This is not breaking taboos. This is Chubby Brown without the daft goggles.

Look at some of his recent tweets: ‘disagreeing with me is hate speech’ and ‘Whenever I’m abroad, I make sure I only speak English. To use a foreign language would be “cultural appropriation”, and that’s racist’.

This is about as funny as a bloke with ‘leave means leave’ in his Twitter bio, a union flag profile picture and a pinned tweet that claims he ‘identifies as a lamppost’.

Yeah, edgy and daring as fuck that is, Ricky.

Maybe it’s the level of fame he’s reached that brings this level of delusion that people who criticise him are trying to crush his rights to free speech, rather than simply using their own free speech to point out that he is simply a bit tiresome and maybe isn’t that funny anymore.
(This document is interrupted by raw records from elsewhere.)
PR #8505, opened 2023-07-24
Enforce matching secret and upstream namespaces when secrets are added to headers

elcasteel:
# Description
Optionally check whether headerSecretRef and the upstream that the secret is sent to have matching namespaces. 

This is configured with an environment variable called `HEADER_SECRET_REF_NS_MATCHES_US` and can be set at install time with the value `gloo.headerSecretRefNsMatchesUs`

We use this feature both for configuring health checks and in the headers plugin so the check is added both places.

# Context
We send the plain text of arbitrary secrets to upstreams via HeaderManipulation. In a multi-tenant scenario a malicious tenant can steal a the text of a secret from another tenant by configuring an upstream/route/header manipulation to send a secret from a namespace they should not be able to access to an upstream they own. 

# Testing
This is tested via unit tests that expect either errors or no errors when configuring health checks and running the headers plugin. 

# Checklist:

### DIFF
--- a/changelog/v1.15.0-beta23/match-secret-refs.yaml
+++ b/changelog/v1.15.0-beta23/match-secret-refs.yaml
@@ -1,7 +1,8 @@
 changelog:
   - type: NEW_FEATURE
-    issueLink: https://github.com/solo-io/solo-projects/issues/5007#event-9581124373
+    issueLink: https://github.com/solo-io/solo-projects/issues/5007
     resolvesIssue: false
     description: > 
          Add an environment variable "HEADER_SECRET_REF_NS_MATCHES_US" that when set in the gloo pod requires that secrets
-         sent in headers to an upstream are in the same namespace as that upstream.
+         sent in headers to an upstream are in the same namespace as that upstream. This defaults to false and when it is not set,
+         resources can be in any namespaces watched by Gloo.
--- a/changelog/v1.15.0-beta23/match-secret-refs.yaml
+++ b/changelog/v1.15.0-beta23/match-secret-refs.yaml
@@ -1,0 +1,7 @@
+changelog:
+  - type: NEW_FEATURE
+    issueLink: https://github.com/solo-io/solo-projects/issues/5007#event-9581124373
+    resolvesIssue: false
+    description: > 
+         Add an environment variable "HEADER_SECRET_REF_NS_MATCHES_US" that when set in the gloo pod requires that secrets
+         sent in headers to an upstream are in the same namespace as that upstream.
--- a/pkg/utils/api_conversion/type.go
+++ b/pkg/utils/api_conversion/type.go
@@ -9,6 +9,13 @@ import (
 	"github.com/solo-io/solo-kit/pkg/errors"
 )
 
+type HeaderSecretOptions struct {
+	EnforceNamespaceMatch bool
+	UpstreamNamespace     string
+}
+
+const MatchingNamespaceEnv = "HEADER_SECRET_REF_NS_MATCHES_US"
+
 // Converts between Envoy and Gloo/solokit versions of envoy protos
 // This is required because go-control-plane dropped gogoproto in favor of goproto
 // in v0.9.0, but solokit depends on gogoproto (and the generated deep equals it creates).
@@ -46,12 +53,12 @@ func ToEnvoyInt64Range(int64Range *envoytype_gloo.Int64Range) *envoy_type_v3.Int
 	}
 }
 
-func ToEnvoyHeaderValueOptionList(option []*envoycore_sk.HeaderValueOption, secrets *v1.SecretList) ([]*envoy_config_core_v3.HeaderValueOption, error) {
+func ToEnvoyHeaderValueOptionList(option []*envoycore_sk.HeaderValueOption, secrets *v1.SecretList, secretOptions HeaderSecretOptions) ([]*envoy_config_core_v3.HeaderValueOption, error) {
 	result := make([]*envoy_config_core_v3.HeaderValueOption, 0)
 	var err error
 	var opts []*envoy_config_core_v3.HeaderValueOption
 	for _, v := range option {
-		opts, err = ToEnvoyHeaderValueOptions(v, secrets)
+		opts, err = ToEnvoyHeaderValueOptions(v, secrets, secretOptions)
 		if err != nil {
 			return nil, err
 		}
@@ -60,7 +67,7 @@ func ToEnvoyHeaderValueOptionList(option []*envoycore_sk.HeaderValueOption, secr
 	return result, nil
 }
 
-func ToEnvoyHeaderValueOptions(option *envoycore_sk.HeaderValueOption, secrets *v1.SecretList) ([]*envoy_config_core_v3.HeaderValueOption, error) {
+func ToEnvoyHeaderValueOptions(option *envoycore_sk.HeaderValueOption, secrets *v1.SecretList, secretOptions HeaderSecretOptions) ([]*envoy_config_core_v3.HeaderValueOption, error) {
 	switch typedOption := option.GetHeaderOption().(type) {
 	case *envoycore_sk.HeaderValueOption_Header:
 		return []*envoy_config_core_v3.HeaderValueOption{
@@ -73,6 +80,10 @@ func ToEnvoyHeaderValueOptions(option *envoycore_sk.HeaderValueOption, secrets *
 			},
 		}, nil
 	case *envoycore_sk.HeaderValueOption_HeaderSecretRef:
+		if secretOptions.EnforceNamespaceMatch && secretOptions.UpstreamNamespace != typedOption.HeaderSecretRef.GetNamespace() {
+			// The secrets sent to the upstream must come from the same namespace. The error message is copied from secretList.Find() to avoid exposing new information about this setting.
+			return nil, errors.Errorf("list did not find secret %v.%v", typedOption.HeaderSecretRef.GetNamespace(), typedOption.HeaderSecretRef.GetName())
+		}
 		secret, err := secrets.Find(typedOption.HeaderSecretRef.GetNamespace(), typedOption.HeaderSecretRef.GetName())
 		if err != nil {
 			return nil, err
--- a/pkg/utils/api_conversion/type.go
+++ b/pkg/utils/api_conversion/type.go
@@ -9,9 +9,11 @@ import (
 	"github.com/solo-io/solo-kit/pkg/errors"
 )
 
+// HeaderSecretOptions is used to pass around information about whether/how to enforce that secrets and upstream namespace must match
 type HeaderSecretOptions struct {
 	EnforceNamespaceMatch bool
-	UpstreamNamespace     string
+	// this will be ignored unless EnforceNamespaceMatch is true
+	UpstreamNamespace string
 }
 
 const MatchingNamespaceEnv = "HEADER_SECRET_REF_NS_MATCHES_US"
--- a/projects/gloo/pkg/plugins/headers/plugin.go
+++ b/projects/gloo/pkg/plugins/headers/plugin.go
@@ -1,7 +1,11 @@
 package headers
 
 import (
+	"os"
 	"strings"
+
+	"github.com/solo-io/gloo/projects/gloo/pkg/plugins/pluginutils"
+	"github.com/solo-io/gloo/projects/gloo/pkg/upstreams"
 
 	envoy_config_core_v3 "github.com/envoyproxy/go-control-plane/envoy/config/core/v3"
 	envoy_config_route_v3 "github.com/envoyproxy/go-control-plane/envoy/config/route/v3"
@@ -33,18 +37,21 @@ var (
 )
 
 // Puts Header Manipulation config on Routes, VirtualHosts, and Weighted Clusters
-type plugin struct{}
+type plugin struct {
+	enforceMatchingNamespaces bool
+}
 
 func NewPlugin() *plugin {
-	return &plugin{}
+	return &plugin{
+		enforceMatchingNamespaces: strings.ToLower(os.Getenv(api_conversion.MatchingNamespaceEnv)) == "true",
+	}
 }
 
 func (p *plugin) Name() string {
 	return ExtensionName
 }
 
-func (p *plugin) Init(_ plugins.InitParams) {
-}
+func (p *plugin) Init(_ plugins.InitParams) {}
 
 func (p *plugin) ProcessWeightedDestination(
 	params plugins.RouteParams,
@@ -55,8 +62,15 @@ func (p *plugin) ProcessWeightedDestination(
 	if headerManipulation == nil {
 		return nil
 	}
-
-	envoyHeader, err := convertHeaderConfig(headerManipulation, getSecretsFromSnapshot(params.Snapshot))
+	upstreamNamespace := "sometenant"
+	if p.enforceMatchingNamespaces {
+		us, err := upstreams.DestinationToUpstreamRef(in.GetDestination())
+		if err == nil {
+			upstreamNamespace = us.GetNamespace()
+		}
+	}
+	headerSecretOptions := api_conversion.HeaderSecretOptions{EnforceNamespaceMatch: p.enforceMatchingNamespaces, UpstreamNamespace: upstreamNamespace}
+	envoyHeader, err := convertHeaderConfig(headerManipulation, getSecretsFromSnapshot(params.Snapshot), headerSecretOptions)
 	if err != nil {
 		return err
 	}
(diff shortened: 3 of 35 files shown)


projects/gloo/pkg/plugins/headers/plugin.go
```diff
@@ -79,8 +93,23 @@ func (p *plugin) ProcessVirtualHost(
 	if headerManipulation == nil {
 		return nil
 	}
-
-	envoyHeader, err := convertHeaderConfig(headerManipulation, getSecretsFromSnapshot(params.Snapshot))
+	headerSecretOptions := api_conversion.HeaderSecretOptions{
+		EnforceNamespaceMatch: p.enforceMatchingNamespaces,
+	}
+	if p.enforceMatchingNamespaces && len(in.GetRoutes()) > 0 {
```
bewebi, line 99: Similar to the comment above, I might remove the `p.enforceMatchingNamespaces` clause here so that we have a usable namespace in all case if possible

That said, there is a more significant performance implication here, since `getUpstreamNamespaceForRouteAction()` appears to be linear, and we execute that per route below, so I end up ambivalent

I do think that the behavior should be consistent between `ProcessWeightedDestination()`, `ProcessVirtualHost()`, and `ProcessRoute()` and if we choose to only populate `Upstream` when `EnforceNamespaceMatch` is `true`, we should document that in an in-line comment so that its discoverable in the future

projects/gloo/pkg/plugins/headers/plugin.go
```diff
@@ -100,7 +129,12 @@ func (p *plugin) ProcessRoute(params plugins.RouteParams, in *v1.Route, out *env
 		return nil
 	}
 
-	envoyHeader, err := convertHeaderConfig(headerManipulation, getSecretsFromSnapshot(params.Snapshot))
+	headerSecretOptions := api_conversion.HeaderSecretOptions{EnforceNamespaceMatch: p.enforceMatchingNamespaces}
+	// If we need to enforce that the namespace of the secret and upstream match, then find the upstream namespace.
+	if p.enforceMatchingNamespaces {
```
bewebi, line 134: See above comments on `ProcessWeightedDestination()`, and `ProcessVirtualHost()`

projects/gloo/pkg/plugins/headers/plugin_test.go
```diff
@@ -141,6 +142,104 @@ var _ = Describe("Plugin", func() {
...
+							Namespace: "bar",
+						},
+					},
+				},
+			},
+		}
+		singleRouteToBadUpstream := &v1.Route{Action: &v1.Route_RouteAction{RouteAction: &v1.RouteAction{
+			Destination: &v1.RouteAction_Single{Single: &v1.Destination{DestinationType: &v1.Destination_Upstream{Upstream: &coreV1.ResourceRef{Name: "some-us", Namespace: "bad-tenant"}}}}}}}
+		singleRouteToGoodUpstream := &v1.Route{Action: &v1.Route_RouteAction{RouteAction: &v1.RouteAction{
+			Destination: &v1.RouteAction_Single{Single: &v1.Destination{DestinationType: &v1.Destination_Upstream{Upstream: &coreV1.ResourceRef{Name: "some-us", Namespace: "bar"}}}}}}}
```
bewebi, line 172: Might be cleaner to declare these variables within the `Context()` and set them in the `BeforeEach()` so that test cases can manipulate them as needed (ie in the two Route tests on 225 and 232)

projects/gloo/pkg/plugins/headers/plugin_test.go
```diff
@@ -141,6 +142,104 @@ var _ = Describe("Plugin", func() {
...
+		It("Errors with a WeightedDestination where the upstream namespace doesn't match the secret", func() {
```
bewebi, line 173: Can we add a success case for WeightedDestination?

projects/gloo/pkg/plugins/headers/plugin_test.go
```diff
@@ -141,6 +142,104 @@ var _ = Describe("Plugin", func() {
...
+			routeParamsWithSecret := plugins.RouteParams{VirtualHostParams: plugins.VirtualHostParams{Params: paramsWithSecret}}
+			out := &envoy_config_route_v3.WeightedCluster_ClusterWeight{}
+			in := &v1.WeightedDestination{
```
bewebi, line 176: nit: Assuming we add a success case for WeightedDestination, and perhaps even if not, we should pull out the WeightedDestination as a Context-scoped var as we do with `singleRouteToBadUpstream` and `singleRouteToGoodUpstream`

projects/gloo/pkg/translator/clusters.go
```diff
@@ -177,7 +179,10 @@ func createHealthCheckConfig(upstream *v1.Upstream, secrets *v1.SecretList) ([]*
 		if hc.GetHealthChecker() == nil {
 			return nil, NilFieldError(fmt.Sprintf("HealthCheck[%d].HealthChecker", i))
 		}
-		converted, err := api_conversion.ToEnvoyHealthCheck(hc, secrets)
+
+		shouldEnforceNamespaceMatch := strings.ToLower(os.Getenv(api_conversion.MatchingNamespaceEnv)) == "true"
```
bewebi, line 183: See previous comment about accepting truthy values

projects/gloo/pkg/translator/translator_test.go
```diff
@@ -1172,91 +1173,145 @@ var _ = Describe("Translator", func() {
...
+				Expect(errs.Validate()).To(MatchError(ContainSubstring("list did not find secret bad-tenant.foo")))
 
-			expectedResult[0].GetHttpHealthCheck().RequestHeadersToAdd = []*envoy_config_core_v3.HeaderValueOption{
-				{
-					Header: &envoy_config_core_v3.HeaderValue{
-						Key:   "Authorization",
-						Value: "basic dXNlcjpwYXNzd29yZA==",
+			})
+			DescribeTable("can translate health check with secret header", func(enforceMatch, secretNamespace string) {
+				os.Setenv(api_conversion.MatchingNamespaceEnv, enforceMatch)
```
bewebi, line 1226: nit: we can check the swallowed error

projects/gloo/pkg/translator/translator_test.go
```diff
@@ -1172,91 +1173,145 @@ var _ = Describe("Translator", func() {
...
+				_, errs, _ := translator.Translate(params, proxy)
+				Expect(errs.Validate()).To(MatchError(ContainSubstring("list did not find secret bad-tenant.foo")))
 
-			expectedResult[0].GetHttpHealthCheck().RequestHeadersToAdd = []*envoy_config_core_v3.HeaderValueOption{
-				{
-					Header: &envoy_config_core_v3.HeaderValue{
-						Key:   "Authorization",
-						Value: "basic dXNlcjpwYXNzd29yZA==",
+			})
+			DescribeTable("can translate health check with secret header", func(enforceMatch, secretNamespace string) {
```
bewebi, line 1225: I think it would be cleaner to include the failure case in the table, with Entries accepting an additional boolean argument like `shouldSucceed` which determines whether we make the success assertions or the error assertions

bewebi (commented):
Looks good! Some suggestions, mostly nitty/subjective

projects/gloo/pkg/plugins/headers/plugin.go
```diff
@@ -55,8 +62,15 @@ func (p *plugin) ProcessWeightedDestination(
...
 	}
-
-	envoyHeader, err := convertHeaderConfig(headerManipulation, getSecretsFromSnapshot(params.Snapshot))
+	upstreamNamespace := "sometenant"
+	if p.enforceMatchingNamespaces {
+		us, err := upstreams.DestinationToUpstreamRef(in.GetDestination())
+		if err == nil {
+			upstreamNamespace = us.GetNamespace()
+		}
+	}
```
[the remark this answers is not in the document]
elcasteel: I kept the conditional because the performance impacts for routes and virtualhosts is non trivial and I can't think of any reason why we'd need the namespace otherwise that is remotely related to this current feature.

projects/gloo/pkg/plugins/headers/plugin_test.go
elcasteel: updated

projects/gloo/pkg/plugins/headers/plugin_test.go
elcasteel: added

projects/gloo/pkg/plugins/headers/plugin.go
```diff
@@ -33,18 +37,21 @@ var (
...
 // Puts Header Manipulation config on Routes, VirtualHosts, and Weighted Clusters
-type plugin struct{}
+type plugin struct {
+	enforceMatchingNamespaces bool
+}
 
 func NewPlugin() *plugin {
-	return &plugin{}
+	return &plugin{
+		enforceMatchingNamespaces: strings.ToLower(os.Getenv(api_conversion.MatchingNamespaceEnv)) == "true",
```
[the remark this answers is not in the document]
elcasteel: I think we should mostly err on the side of not doing this check. I added a check for "1" and this does convert to all lower case so any variation of "true" will be ok.

projects/gloo/pkg/plugins/headers/plugin.go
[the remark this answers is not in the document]
bewebi: makes sense, the comments look good!

bewebi (dismissed):

projects/gloo/pkg/translator/clusters.go
```diff
@@ -177,7 +179,10 @@ func createHealthCheckConfig(upstream *v1.Upstream, secrets *v1.SecretList) ([]*
 		if hc.GetHealthChecker() == nil {
 			return nil, NilFieldError(fmt.Sprintf("HealthCheck[%d].HealthChecker", i))
 		}
-		converted, err := api_conversion.ToEnvoyHealthCheck(hc, secrets)
+		envVar := strings.ToLower(os.Getenv(api_conversion.MatchingNamespaceEnv))
```
sam-heilbron, line 182: I think we could re-use the IsEnvTruthy utility. Also, since this will run per upstream, should we try to pull the env variable reading to an init function so it happens once?

sam-heilbron (commented):
Nice work! 

I think the unit tests cover all of the functionality, but I still think its wortwhile to add an e2e test (kubernetes ideally) to demonstrate the funcationality and help prevent regressions.

pkg/utils/api_conversion/type.go
```diff
@@ -46,12 +55,12 @@ func ToEnvoyInt64Range(int64Range *envoytype_gloo.Int64Range) *envoy_type_v3.Int
...
 }
 
-func ToEnvoyHeaderValueOptionList(option []*envoycore_sk.HeaderValueOption, secrets *v1.SecretList) ([]*envoy_config_core_v3.HeaderValueOption, error) {
+func ToEnvoyHeaderValueOptionList(option []*envoycore_sk.HeaderValueOption, secrets *v1.SecretList, secretOptions HeaderSecretOptions) ([]*envoy_config_core_v3.HeaderValueOption, error) {
 	result := make([]*envoy_config_core_v3.HeaderValueOption, 0)
 	var err error
 	var opts []*envoy_config_core_v3.HeaderValueOption
 	for _, v := range option {
-		opts, err = ToEnvoyHeaderValueOptions(v, secrets)
+		opts, err = ToEnvoyHeaderValueOptions(v, secrets, secretOptions)
```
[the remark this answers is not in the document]
elcasteel: This avoids filtering the secrets when we don't need to read a secret - there's a switch in `ToEnvoyHeaderValueOptions` that conditionally looks in the SecretList

changelog/v1.15.0-beta23/match-secret-refs.yaml
```diff
@@ -0,0 +1,7 @@
+changelog:
+  - type: NEW_FEATURE
+    issueLink: https://github.com/solo-io/solo-projects/issues/5007#event-9581124373
+    resolvesIssue: false
+    description: > 
+         Add an environment variable "HEADER_SECRET_REF_NS_MATCHES_US" that when set in the gloo pod requires that secrets
+         sent in headers to an upstream are in the same namespace as that upstream.
```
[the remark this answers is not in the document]
elcasteel: Updated here and in values.go to include that it defaults to false.

projects/gloo/pkg/plugins/headers/plugin.go
```diff
@@ -33,18 +37,22 @@ var (
...
-type plugin struct{}
+type plugin struct {
+	enforceMatchingNamespaces bool
+}
 
 func NewPlugin() *plugin {
-	return &plugin{}
+	envVar := strings.ToLower(os.Getenv(api_conversion.MatchingNamespaceEnv))
+	return &plugin{
+		enforceMatchingNamespaces: envVar == "true" || envVar == "1",
```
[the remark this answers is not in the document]
elcasteel: I used the same `strconv.ParseBool` instead of importing the test utils

bewebi (approved):

changelog/v1.15.0-beta23/match-secret-refs.yaml
```diff
@@ -0,0 +1,7 @@
+changelog:
+  - type: NEW_FEATURE
+    issueLink: https://github.com/solo-io/solo-projects/issues/5007#event-9581124373
```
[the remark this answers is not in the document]
elcasteel: good catch, removed

bewebi (dismissed):

test/e2e/headers_test.go
```diff
@@ -0,0 +1,137 @@
...
+	coreV1 "github.com/solo-io/solo-kit/pkg/api/v1/resources/core"
+
+	"github.com/solo-io/gloo/test/testutils"
+
+	. "github.com/onsi/ginkgo/v2"
+	"github.com/solo-io/gloo/test/e2e"
+	"github.com/solo-io/gloo/test/helpers"
+)
+
+var _ = Describe("Test", Label(), func() {
```
sam-heilbron, line 24: nit: Can we clarify what this is testing? Also do we need the label?

test/e2e/headers_test.go
```diff
@@ -0,0 +1,137 @@
...
+			Kind: &gloov1.Secret_Header{
+				Header: &gloov1.HeaderSecret{
+					Headers: map[string]string{
+						"Authorization": "basic dXNlcjpwYXNzd29yZA==",
+					},
+				},
+			},
+			Metadata: &coreV1.Metadata{
+				Name:      "foo",
+				Namespace: writeNamespace,
```
sam-heilbron, line 44: nit: It's confusing that the namespace would be the writeNamespace ( I would imagine upstream are also put in the write namespace). It might be clearer if we make the namespace explicitly something else

test/e2e/headers_test.go
```diff
@@ -0,0 +1,137 @@
...
+
+var _ = Describe("Test", Label(), func() {
+
+	var (
+		testContext *e2e.TestContext
+	)
+
+	BeforeEach(func() {
+		var testRequirements []testutils.Requirement
+		testContext = testContextFactory.NewTestContext(testRequirements...)
```
sam-heilbron, line 32: nit: We can just call NewTestContext() without passing in anything

test/e2e/headers_test.go
```diff
@@ -0,0 +1,137 @@
...
+	Context("With matching not enforced", func() {
+
+		BeforeEach(func() {
+			os.Setenv(api_conversion.MatchingNamespaceEnv, "false")
+		})
+
+		It("Accepts all virtual services", func() {
+			helpers.EventuallyResourceAccepted(func() (resources.InputResource, error) {
+				vs, err := testContext.TestClients().VirtualServiceClient.Read(writeNamespace, "bad", clients.ReadOpts{})
+				fmt.Printf("status: %v", vs.GetNamespacedStatuses())
```
sam-heilbron, line 112: Can we remove this?

test/e2e/headers_test.go
```diff
@@ -0,0 +1,137 @@
...
+
+	JustBeforeEach(func() {
+		testContext.JustBeforeEach()
+	})
+
+	JustAfterEach(func() {
+		testContext.JustAfterEach()
+	})
+
+	Context("With matching not enforced", func() {
```
sam-heilbron, line 103: I like how these tests explicitly show the difference in behavior!

sam-heilbron (commented):
Looking good! Mostly nits, so im happy to approve as is. Since it would be the second approval just wanted to run them by you before doing so.

Do we have recommendations around upgrading to use this feature in our docs (ie what to be aware of if you turn this on and you have resources that become invalid)?

test/e2e/headers_test.go
elcasteel: We only watch `default` and `gloo-system` (writeNamespace). The upstream is written to `default`

test/e2e/headers_test.go
elcasteel: I only caught the above thing with watched namespaces by having this.

test/e2e/headers_test.go
```diff
@@ -0,0 +1,134 @@
...
+				Append: &wrappers.BoolValue{Value: true}}},
+			RequestHeadersToRemove: []string{"a"},
+		}}
+
+		testContext.ResourcesToCreate().VirtualServices = v1.VirtualServiceList{goodVS, badVS}
+		testContext.ResourcesToCreate().Secrets = gloov1.SecretList{forbiddenSecret, allowedSecret}
+	})
+
+	AfterEach(func() {
+		os.Setenv(api_conversion.MatchingNamespaceEnv, "")
```
sam-heilbron, line 89: Let's use UnsetEnv instead

sam-heilbron (approved):
🚀

bewebi (approved):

In their opinion, of course.

Nothing he says or does now can ever diminish the genuine genius of The Office, and I’ll continue to watch that, and Extras, whenever I have the opportunity, because it remains as funny now as it was then, and it wouldn’t be fair to condemn the man for not managing to be as funny as that since.

After all, the vast majority of us won’t get within a million miles of being that funny even once.

But the last few years have begged the question whether Gervais11 O’clock Show shtick all those years ago was actually a shtick at all.